Precision in human-robot interaction depends on the ability to recognise and track human faces along with detailed facial landmarks. This capability underpins emotional analysis and the development of machine learning models grounded in real human behaviour. By analysing facial features, robots can interpret responses and communicate more naturally.
Face tracking further enables real-time interaction and coordinated movement. However, accurately detecting and tracking multiple facial landmarks for expression and emotion analysis remains a challenge. Advanced robotic systems must monitor over 100 facial points in real time and respond accordingly—for example, by synchronising head movements with the user and maintaining natural eye contact.

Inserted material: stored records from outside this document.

PR #2035, opened 2026-03-06
ci: fix semver-checks workflow for merge queues

DrakeLin:

The semver-checks workflow was updated to trigger on merge_group events, but the workflow referenced PR-specific context (github.event.pull_request) which is undefined for merge groups, causing the action-add-labels step to fail.

Github doesn't give us the ability to specify different required/optional tests between PRs and Merge Queues. This means our Semver test, which is used to add the breaking-changes label to the PR, cannot be skipped for merge queues. 

We attempt in this PR to skip the step in Semver that labels breaking changes.

### DIFF
--- a/kernel/src/engine/default/parquet.rs
+++ b/kernel/src/engine/default/parquet.rs
@@ -409,11 +409,14 @@ async fn open_parquet_file(
         // pointing to azure and if so, do a HEAD request so we can pass in file size to the
         // reader which will cause the reader to avoid a suffix range request.
         // see also: https://github.com/delta-io/delta-kernel-rs/issues/968
-        //
-        // TODO(#1010): Note that we don't need this at all and can actually just _always_
-        // do the `with_file_size` but need to (1) update our unit tests which often
-        // hardcode size=0 and (2) update CDF execute which also hardcodes size=0.
-        if let Ok((ObjectStoreScheme::MicrosoftAzure, _)) =
+
+        // Since the `Remove` action's size value is optional as specified in the delta protocol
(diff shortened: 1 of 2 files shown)


.github/workflows/semver-checks.yml
```diff
@@ -39,7 +39,7 @@ jobs:
         # note that this won't run on proc macro/derive crates, so don't need to include
         # delta_kernel_derive etc.
         run: |
-          cargo semver-checks -p delta_kernel -p delta_kernel_ffi --all-features --baseline-rev ${{ github.event.pull_request.base.sha }}
+          cargo semver-checks -p delta_kernel -p delta_kernel_ffi --all-features --baseline-rev ${{ github.event_name == 'merge_group' && github.event.merge_group.base_sha || github.event.pull_request.base.sha }}
```
chiinlquah: I think this is more readable : ) 
```
${{ github.event_name == 'merge_group'
    ? github.event.merge_group.base_sha
    : github.event.pull_request.base.sha }}
```

.github/workflows/semver-checks.yml
```diff
@@ -55,6 +55,7 @@ jobs:
     outputs:
       check_status: ${{ steps.set_failure.outputs.check_status || steps.set_success.outputs.check_status }}
   update_label_if_needed:
+    if: github.event_name == 'pull_request_target'
```
chiinlquah: why do we need this?

nicklan (approved):
well, it's so hard to know if this is going to work, but from looking it seems okay.

:yolo:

This system addresses the challenge using the MediaPipe algorithm for real-time face landmark detection and tracking. Detected facial points can be recorded for analysis and for training machine learning models. The code runs across multiple platforms, including PCs, Nvidia Jetson, and Raspberry Pi, supporting face tracking, landmark analysis, and precise head and eye movement based on detected facial data.
An earlier version of this system focused on face recognition but lacked continuous face tracking and object-tracking capabilities. It can be accessed here for reference: https://www.electronicsforu.com/electronics-projects/smart-robot-face-recognition
MediaPipe can also detect and track common objects such as phones, bottles, and cups in real time. The robot can move its eyes and head to follow these objects while interacting with both people and its surroundings.

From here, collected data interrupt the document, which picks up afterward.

PR #2039, opened 2026-03-06
feat: add transaction with_commit_info method

### LINKED ISSUE #1094: allow engines to write arbitrary `commitInfo` (adding to required fields)

In #997, we've replaced the `with_commit_info()` with `with_engine_info()`.

A cool feature would be to actually bring that API back, make it optional, and allow it to take in EngineData which we can be union'd with the internal CommitInfo during construction inside `commit()`. To resolve conflicts during union, we would take precedence on the data of our internal CommitInfo.

For example,

```rust
let txn = ...
txn.with_engine_data("hi")
txn.with_commit_info({"engineData": "bye", "moreInfo": "fun"}) // The argument would be EngineData not str
txn.commit() // will create CommitInfo with engine_data="hi", more_info="fun"
```

thinh2:
Close #1094 

Currently, the transaction does not allow engine to write arbitrary field in `commitInfo`. Engine can only set some field inside `commitInfo` e.g `engine_info` by using `with_engine_info` method. This limit the capability of the `commitInfo` field since there is no restriction on the schema of the `commitInfo`. `engine/user` can write any info to the `commitInfo` that suitable for there needs. 

An improvement for `commitInfo` is to receive arbitrary `commitInfo` from `engine` (called `engine CommitInfo`), and kernel merged it with the `kernel CommitInfo`. In the duplicated field case, we will take the `kernel CommitInfo` field. By doing this, it allows transaction to set the required `CommitInfo` field based on the `kernel CommitInfo` and provide flexibility for `engine` to set there `engine CommitInfo`.   

This PR added 
     - a new method `with_commit_info(commitInfo: Box<dyn EngineData>, schema: SchemaRef)`, which engine can use to set the commitInfo.
     - moved the commit_info builder to a separate file.
     - added a logic to merge `engine CommitInfo` with `kernel CommitInfo`.

```bash
     cargo test --package delta_kernel --lib -- transaction::commit_info::tests
     cargo test --package delta_kernel --test write
```

### DIFF
--- a/kernel/src/transaction/commit_info.rs
+++ b/kernel/src/transaction/commit_info.rs
@@ -75,13 +75,17 @@ impl<S> Transaction<S> {
 
                 // Step 1: Build output schema - all engine fields first, then any kernel-only
                 // fields that are not already present in the engine schema appended at the end.
-                let mut output_fields: Vec<StructField> =
-                    engine_commit_info_schema.fields().cloned().collect();
-                for kernel_field in kernel_schema.fields() {
-                    if !engine_commit_info_schema.contains(kernel_field.name()) {
-                        output_fields.push(kernel_field.clone());
-                    }
-                }
+                let output_fields: Vec<_> = engine_commit_info_schema
+                    .fields()
+                    .map(|field| kernel_schema.field(field.name()).unwrap_or(field))
+                    .cloned()
+                    .chain(
+                        kernel_schema
+                            .fields()
+                            .filter(|field| !engine_commit_info_schema.contains(field.name()))
+                            .cloned(),
+                    )
+                    .collect();
 
                 let output_schema = StructType::new_unchecked(output_fields);
 
@@ -253,7 +257,7 @@ mod tests {
         Ok((engine, txn))
     }
 
-    /// Case 1: no engine_commit_info -- output is the kernel CommitInfo wrapped in a "commitInfo"
+    /// no engine_commit_info -- output is the kernel CommitInfo wrapped in a "commitInfo"
     /// outer struct, matching the Delta log action format produced by `get_log_commit_info_schema`.
     #[test]
     fn test_build_commit_info_none_branch() -> DeltaResult<()> {
@@ -271,7 +275,7 @@ mod tests {
         Ok(())
     }
 
-    /// Case 2: engine schema has fields that are fully disjoint from CommitInfo -- all CommitInfo
+    /// engine schema has fields that are fully disjoint from CommitInfo -- all CommitInfo
     /// fields are appended after the engine-only fields, in CommitInfo schema order.
     #[test]
     fn test_build_commit_info_disjoint_schemas() -> DeltaResult<()> {
@@ -316,7 +320,7 @@ mod tests {
         Ok(())
     }
 
-    /// Case 3: engine schema contains every kernel's CommitInfo field.
+    /// engine schema contains every kernel's CommitInfo field.
     /// All overlapping fields must be replaced by kernel values, no new fields added.
     #[test]
     fn test_build_commit_info_full_overlap() -> DeltaResult<()> {
@@ -374,7 +378,7 @@ mod tests {
         Ok(())
     }
 
-    /// Case 4: engine schema has partial overlap -- overlapping fields are replaced, engine-only
+    /// engine schema has partial overlap -- overlapping fields are replaced, engine-only
     /// fields pass through, and remaining CommitInfo fields are appended after the last engine field.
     #[test]
     fn test_build_commit_info_partial_overlap() -> DeltaResult<()> {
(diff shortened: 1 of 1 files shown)


kernel/src/transaction/mod.rs
```diff
@@ -455,6 +449,16 @@ impl<S> Transaction<S> {
         self
     }
 
+    /// Set the commit info field of this transaction's commit info action. This field is optional.
+    /// The engine's commit info will be overrided by the kernel commit info.
+    pub fn with_commit_info(
+        mut self,
+        engine_commit_info: Option<(Box<dyn EngineData>, SchemaRef)>,
```
nicklan: Why would this ever be `None` (if they don't want to set it, just don't call this)? Also, let's make them separate args, so something like:
```rust
pub fn with_commit_info(
        mut self,
        engine_commit_info: Box<dyn EngineData>, 
        commit_info_schema: SchemaRef,
    ) -> Self { ... }
```

Let's also be more clear in the function docs:
```
/// Set the content of the commitInfo action for this transaction. Note that kernel will _always_ write a commitInfo, this function simply allows engines to add their own data into that action if they wish. Note that the following fields will be overridden by kernel if they are set (meaning you should not set them):
- timestamp
-  [list out the rest of the fields
```

Make sure you leave a comment in the override code that we need to edit this comment if we change the set of overridden fields.

kernel/src/transaction/commit_info.rs
```diff
@@ -0,0 +1,400 @@
...
+        assert_eq!(get_str(ci, "customApp"), "myApp");
+        assert_eq!(get_i64(ci, "customVersion"), 42);
+
+        // All CommitInfo fields are appended -- total = 2 engine + 8 CommitInfo.
+        assert_eq!(
+            ci.num_columns(),
+            2 + CommitInfo::to_schema().fields().count()
+        );
+
+        // Spot-check a couple of the appended kernel fields.
```
nicklan: why not just check them all?

kernel/src/transaction/commit_info.rs
```diff
@@ -0,0 +1,400 @@
...
+        assert_eq!(get_str(ci, "operation"), "WRITE");
+        assert!(!get_str(ci, "kernelVersion").is_empty());
+        Ok(())
+    }
+
+    /// Case 3: engine schema contains every CommitInfo field (minus the map field) with stale
```
nicklan: they are not "stale" just not what we want

kernel/src/transaction/commit_info.rs
```diff
@@ -0,0 +1,400 @@
...
+
+    /// Helper: build an Arrow RecordBatch + kernel SchemaRef for use as engine_commit_info.
+    fn make_engine_commit_info(
+        arrow_fields: Vec<ArrowField>,
+        columns: Vec<ArrayRef>,
+        kernel_fields: Vec<StructField>,
+    ) -> (Box<dyn EngineData>, SchemaRef) {
+        let arrow_schema = Arc::new(ArrowSchema::new(arrow_fields));
+        let batch = RecordBatch::try_new(arrow_schema, columns).expect("valid RecordBatch");
+        let schema = Arc::new(StructType::new_unchecked(kernel_fields));
```
nicklan: you don't need this. we have a way to convert arrow schema to our schema via `into`. I _think_ you can just do:
```rust
let schema: Schema = arrow_schema.into()
```

or maybe you need to `try_into().unwrap()`

kernel/tests/write.rs
```diff
@@ -470,6 +470,91 @@ async fn test_commit_info_action() -> Result<(), Box<dyn std::error::Error>> {
...
+                // Engine-only fields pass through unchanged.
+                "myApp": "spark",
+                "myVersion": "3.5.0",
+                // Kernel overrides the engine's stale "STALE_OP" with the real operation.
+                "operation": "WRITE",
+                // Remaining kernel-managed non-null fields are appended.
+                "operationParameters": {},
+                "kernelVersion": format!("v{}", env!("CARGO_PKG_VERSION")),
+                "txnId": ZERO_UUID,
+                "timestamp": 0,
```
nicklan, line 566: let's _not_ set this to zero, and just validate that it's non-zero. you could _maybe_ check that it's within say 5 minutes of "now", but that's probably overkill.

thinh2: I added a timestamp validate function above to verify the timestamp is within a range before zero it.

kernel/src/transaction/mod.rs
thinh2: @nicklan I added a check in the `fn commit_info_literal_exprs` to make sure the number of `internal CommitInfo expression` to be written is equal the number of field in CommitInfo's schema. In case of field's added/removed, this will raise an error in unit test, asking for update the doc comment and the `CommitInfo literal expression`.

kernel/src/transaction/mod.rs
```diff
@@ -455,6 +449,26 @@ impl<S> Transaction<S> {
         self
     }
 
+    /// Set the content of the commitInfo action for this transaction. Note that kernel will _always_ write a commitInfo,
+    /// this function simply allows engines to add their own data into that action if they wish.
+    /// Note that the following fields in [`crate::actions::CommitInfo`] will be overridden by kernel if they are set (meaning you should not set them):
```
nicklan: It's not that the fields in `crate::actions::CommitInfo` will be overridden right, but that the fields in `engine_commit_info` will be, so maybe something like:

```suggestion
    /// Note that the following fields in `engine_commit_info` will be overridden by kernel if they are set (meaning you should not set them):
```

kernel/tests/write.rs
```diff
@@ -90,6 +91,23 @@ fn validate_txn_id(commit_info: &serde_json::Value) {
...
+    let timestamp = commit_info["timestamp"]
+        .as_i64()
+        .expect("timestamp should be present in commitInfo");
+    let current_ts: i64 = SystemTime::now()
+        .duration_since(UNIX_EPOCH)
+        .unwrap()
+        .as_millis()
+        .try_into()
+        .unwrap();
+    let five_minutes_ms = 5 * 60 * 1000;
```
nicklan: I know I said 5 minutes before, but thinking about it a bit more, someday our CI will be slow or something and this will blow up. or, the timezone will change and it'll blow up. or something else :)

Maybe just make sure it's within two days? We can be relatively sure that we're getting "currentish" timestamps, but I don't imagine that'll be a delay we actually experience.

kernel/tests/write.rs
```diff
@@ -470,6 +488,90 @@ async fn test_commit_info_action() -> Result<(), Box<dyn std::error::Error>> {
...
+        let mut parsed_commits: Vec<_> = Deserializer::from_slice(&commit.bytes().await?)
+            .into_iter::<serde_json::Value>()
+            .try_collect()?;
+
+        validate_txn_id(&parsed_commits[0]["commitInfo"]);
+        validate_timestamp(&parsed_commits[0]["commitInfo"]);
+
+        // Zero out non-deterministic fields for stable comparison.
+        set_json_value(&mut parsed_commits[0], "commitInfo.timestamp", json!(0))?;
+        set_json_value(&mut parsed_commits[0], "commitInfo.txnId", json!(ZERO_UUID))?;
```
nicklan, line 551: You're not really verifying anything by zeroing it out here and then making sure it's still zero below, other than that the `serde` methods work :)

I think rather just make sure you can [parse](https://docs.rs/uuid/latest/uuid/struct.Uuid.html#method.parse_str) whatever the UUID is in there. And maybe include an invalid uuid in the passed in data.

nicklan (commented):
great thanks! looking pretty good, just a couple small things now

kernel/tests/write.rs
nicklan: I see you're validating it above, resolving

kernel/src/transaction/commit_info.rs
```diff
@@ -0,0 +1,448 @@
...
+
+                // Step 1: Build output schema - all engine fields first, then any kernel-only
+                // fields that are not already present in the engine schema appended at the end.
+                let mut output_fields: Vec<StructField> =
+                    engine_commit_info_schema.fields().cloned().collect();
+                for kernel_field in kernel_schema.fields() {
+                    if !engine_commit_info_schema.contains(kernel_field.name()) {
+                        output_fields.push(kernel_field.clone());
+                    }
+                }
```
dengsh12: IIRC, if engine and kernel have same field with different type, we take the data type from engine here?

Seems we should use kernel's instead? And could we add a test for it as well.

This capability enables the development of task-oriented robots that can perform activities such as picking, sorting, delivering, or handing over objects. By combining facial landmark tracking with object detection, the robot becomes more aware and responsive. It can also collect data on human-object interactions to train machine learning models for grasping, manipulation, and autonomous decision-making.

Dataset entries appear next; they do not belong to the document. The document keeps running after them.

PR #2041, opened 2026-03-06
prefactor: expose CRC getter behind `test-utils` feature flag

scottsand-db:

This PR adds `Snapshot::get_current_crc_if_loaded_for_testing` behind the `test-utils` feature flag.

This PR also updates the CRC struct visibility to be public behind the `test-utils` feature flag.

This will let our future CRC integration tests poke at the value of of CRC struct.

Two simple tests.

### DIFF
--- a/kernel/tests/crc.rs
+++ b/kernel/tests/crc.rs
@@ -89,3 +89,65 @@ async fn test_get_file_stats_crc_not_at_snapshot_version() -> DeltaResult<()> {
 
     Ok(())
 }
+
+// ============================================================================
+// CRC test visibility: get_current_crc_if_loaded_for_testing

The lightweight MediaPipe framework allows the system to run efficiently on edge platforms such as Raspberry Pi, Nvidia Jetson, and standard PCs. Fig. 1 shows the author’s prototype robot tracking a face in real time while detecting facial landmark points. Components required to build the system are listed in the Bill of Materials table.

| Bill OF Materials | ||
| Name | Description | Quantity |
| 3D printed parts of a robot | 3D parts of the inMoover robot face | 1 |
| Servo motor | For eye movement and head movement: 2 micro geared, 2 metallic geared MG995 or similar | 4 |
| Raspberry Pi/Nvidia Jetson/Nvidia Orion | SBC for AI image processing and control | 1 |
| 2A, 5V DC power supply | For robot and servo motor power | 1 |
| Raspberry Pi camera | 5MP or 10MP CSI camera | 1 |
Robot design and assembly: Robot face
In this design, a Raspberry Pi 4 with 2GB RAM serves as the main controller. Nvidia Jetson and Orin boards can also be connected and are recommended for improved performance. The robot’s face is based on the open source InMoov robot design. Most components are 3D-printed, along with custom mounts for the camera and Raspberry Pi. Additional single-board controllers are installed inside the head to control servos and internal mechanisms.
First, assemble the 3D-printed parts of the robot’s head. Then install the servos to enable eye and head movement. Refer to the assembly instructions here: https://inmoov.fr/eye-mechanism
Refer to Fig. 2 for guidance. After this step, proceed with assembling the eyes.

Adding camera
Place the camera inside the 3D-printed eye housing so that the robot can capture visual input. Fix the camera on one side and assemble the remaining eye components. Finally, mount the assembled eyes onto the servo-driven mechanism in the robot’s head. Refer to Fig. 3.

Adding computing
Next, install the robot’s computing unit, which performs processing tasks, runs AI-based image processing, and supports machine learning models. Fig. 4 shows this setup.